§ EXERCISE PROMPT
Report each line of the entries below that has the word "else" in it.

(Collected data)
# # #

PR #1481, opened 2021-02-02
start moving templates

maelle:
* Move current templates to a folder called BS3.
* Modified the code so that templates can be found there.
* Added a copy of BS3 templates in a folder called BS4, for having a better diff when these become actual BS4 templates.


R/build-search-docs.R
```diff
@@ -12,7 +12,12 @@ build_docsearch_json <- function(pkg = ".") {
     url = pkg$meta$url
   )
 
-  template <- find_template("config", "docsearch", ext = ".json")
+  template <- find_template(
+    "config",
+    "docsearch",
+    ext = ".json",
+    bs_version = get_bs_version(pkg)
+    )
```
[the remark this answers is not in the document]
hadley: And in function calls below

R/render.r
```diff
@@ -162,6 +170,21 @@ check_open_graph <- function(og) {
...
 }
 
+get_bs_version <- function(pkg = ".") {
+  pkg <- as_pkgdown(pkg)
+
+  template <- pkg$meta[["template"]]
+
+  if (!is.null(template$bootstrap)) {
+    if (!template$bootstrap %in% c(3, 4)) {
+      stop("The Bootstrap version `bootstrap` has to be 3 or 4.", call. = FALSE)
```
hadley, line 180: Can you please follow https://style.tidyverse.org/error-messages.html ?

I think pkgdown uses rlang already, so please use `abort()` and then the error message should be a "must" statement, like "Boostrap version must be 3 or 4".

R/render.r
```diff
@@ -162,6 +170,21 @@ check_open_graph <- function(og) {
...
+    }
```
hadley, line 181: I'd make this an else statement so the overall structure is like:

```R
if (has_parameter) {
  if (parameter_ok) {

  } else {
   abort(....)
 } else {
  3
}
```

Then it's more clear that the else clause if is very simple, so I think it's clearer to flip the order so that the simplest case becomes an early exit:

```R
if (is.null(template$bootstrap)) {
  return(3)
}
```

hadley (commented):
A few initial comments. This would also be easier to review without the new BS4 starter templates, so I'd suggest removing for now.

maelle:
Opened #1485 instead (but used the comments from here).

# # #

§ RESPONSE TO THIS TASK
hadley, line 181: I'd make this an else statement so the overall structure is like:
  } else {
 } else {
Then it's more clear that the else clause if is very simple, so I think it's clearer to flip the order so that the simplest case becomes an early exit:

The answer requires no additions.